Tres
– Puesto que Bob es un perrito tan bueno y yo estoy de tan buen humor, voy a ayudarte a encontrar a Eddie DeChooch -dijo Lula.
Tenía el pelo de punta donde Joyce se lo había estirado y había perdido un botón de la camisa. Llevarla conmigo probablemente reforzaría mi seguridad, ya que parecía verdaderamente salvaje y peligrosa.
Joyce seguía en el suelo, pero tenía un ojo abierto y los dedos le temblaban. Sería mejor que Lula, Bob y yo nos fuéramos antes de que Joyce abriera el otro ojo.
– ¿Y a ti qué te parece? -quiso saber Lula una vez que estuvimos los tres en el coche de camino a la calle Front-. ¿Te parece que estoy gorda?
Lula no parecía tener demasiada grasa. Se la veía sólida. Sólida como una bratwurst. Pero era una bratwurst enorme.
– No exactamente gorda -dije-. Eres más bien grande.
– Y tampoco tengo ni un gramo de celulitis de ésa.
Eso era cierto. Una bratwurst no tiene celulitis.
Conduje en dirección oeste, hacia Hamilton, acercándome al río, a la calle Front. Lula iba de copiloto, en el asiento delantero, y Bob iba detrás con la cabeza fuera de la ventana, los ojos entrecerrados y las orejas agitándose al viento. El sol brillaba y al aire sólo le faltaban un par de grados para ser primaveral. Si no hubiera sido por Loretta Ricci habría pasado de buscar a Eddie DeChooch y me habría escapado a la costa. El hecho de que tenía que pagar el plazo del coche me estimuló para enfilar el CR-V en dirección a Ace Pavers.
En Ace Pavers se dedicaban al asfalto y eran fáciles de localizar. La oficina era pequeña. El garaje, enorme. Una apisonadora gigantesca estaba encadenada bajo la tejabana contigua al garaje junto a otros varios artefactos renegridos por el alquitrán.

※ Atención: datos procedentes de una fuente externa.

PR #2378, opened 2024-08-21
OCM-9784 | test: automate case id:72538

patriksuba:
Successfully tested for all HCP profiles. For profile with autoscaling enabled test will not work as specific number of subnets have to be used.

### DIFF
--- a/tests/e2e/test_rosacli_cluster.go
+++ b/tests/e2e/test_rosacli_cluster.go
@@ -18,6 +18,7 @@ import (
 	"github.com/openshift/rosa/tests/utils/common/constants"
 	"github.com/openshift/rosa/tests/utils/config"
 	"github.com/openshift/rosa/tests/utils/exec/rosacli"
+	"github.com/openshift/rosa/tests/utils/log"
 	"github.com/openshift/rosa/tests/utils/profilehandler"
 )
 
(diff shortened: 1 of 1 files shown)


yasun1:
I agree with the automation, but I'd like to leave it to the ROSA HCP QE members to double-check the checkpoints.

tests/e2e/test_rosacli_cluster.go
```diff
@@ -1642,6 +1643,144 @@ var _ = Describe("HCP cluster creation negative testing",
 						ContainSubstring(
 							"ERR: Additional Allowed Principals is supported only for Hosted Control Planes"))
 			})
+
+		It("HCP cluster creation subnets validation - [id:72538]",
+			labels.High, labels.Runtime.Day1Negative,
+			func() {
+				if profile.ClusterConfig.Private {
```
radtriste, line 1650: AFAIK, this test is HCP only

tests/e2e/test_rosacli_cluster.go
```diff
@@ -1642,6 +1643,144 @@ var _ = Describe("HCP cluster creation negative testing",
...
+					rosalCommand.DeleteFlag("--private", false)
+					rosalCommand.DeleteFlag("--private-link", false)
+				}
+				if profile.ClusterConfig.Autoscale {
+					Skip("Test do not work with autoscaling enabled")
+				}
+				log.Logger.Info(profile.Name)
+				log.Logger.Info(strings.Split(rosalCommand.GetFullCommand(), " "))
```
radtriste, line 1658: Can you put these as Debug ?

tests/e2e/test_rosacli_cluster.go
```diff
@@ -1642,6 +1643,144 @@ var _ = Describe("HCP cluster creation negative testing",
...
+
+				By("Prepare a vpc for the testing")
+				vpc, err := vpc_client.PrepareVPC(vpcName, region, "", false, "")
+				Expect(err).ToNot(HaveOccurred())
+				defer vpc.DeleteVPCChain()
+
+				subnetMap, err := profilehandler.PrepareSubnets(vpc, region, []string{}, true)
+				Expect(err).ToNot(HaveOccurred())
+
+				additionalPrivateSubnet, err := vpc.CreatePrivateSubnet(availabilityZone, true)
```
radtriste, line 1683: I would initialize `availabilityZone` with the AZ from  the first subnet in `subnetMap`. That way you make sure you have a duplicated AZ

tests/e2e/test_rosacli_cluster.go
patriksuba: Yes it is. Testing group is only for HCP negative.

tests/e2e/test_rosacli_cluster.go
```diff
@@ -1645,6 +1646,146 @@ var _ = Describe("HCP cluster creation negative testing",
 						ContainSubstring(
 							"ERR: Additional Allowed Principals is supported only for Hosted Control Planes"))
 			})
+
+		It("HCP cluster creation subnets validation - [id:72538]",
+			labels.High, labels.Runtime.Day1Negative,
```
xueli181114, line 1651: Day1 negative cases has no profile setting.

patriksuba: https://github.com/openshift/rosa/blob/master/tests/e2e/test_rosacli_cluster.go#L1431

radtriste: should be fine then

tests/e2e/test_rosacli_cluster.go
radtriste: should be fine then

radtriste (approved):
/lgtm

Aparqué en la calle, encerré a Bob en el coche, y Lula y yo nos dirigimos a la oficina. Esperaba encontrarme con un director administrativo. Lo que me encontré fue a Ronald DeChooch jugando a las cartas con otros tres tíos. Tenían todos cuarenta y tantos años y vestían en plan cómodo, con pantalones de sport y niquis de punto con tres botones. No parecían ejecutivos, pero tampoco parecían trabajadores. Parecían esos chicos listos que salen en la televisión por cable. Bien por la televisión; ahora en Nueva Jersey sabían vestirse.
Jugaban a las cartas en una mesa destartalada, sentados en sillas plegables de metal. Encima de la mesa había un montón de dinero y ninguno pareció alegrarse de vernos a Lula y a mí. DeChooch era una versión joven y más alta de su tío, con algunos kilos de más repartidos de manera proporcionada. Dejó las cartas boca abajo sobre la mesa y se levantó. -¿Puedo ayudarlas, señoras?
Me presenté y le dije que estaba buscando a Eddie. Todos los de la mesa sonrieron.
– Ese DeChooch -dijo uno de los hombres- es increíble. He oído que os dejó a las dos sentadas en el salón mientras él se escapaba por la ventana.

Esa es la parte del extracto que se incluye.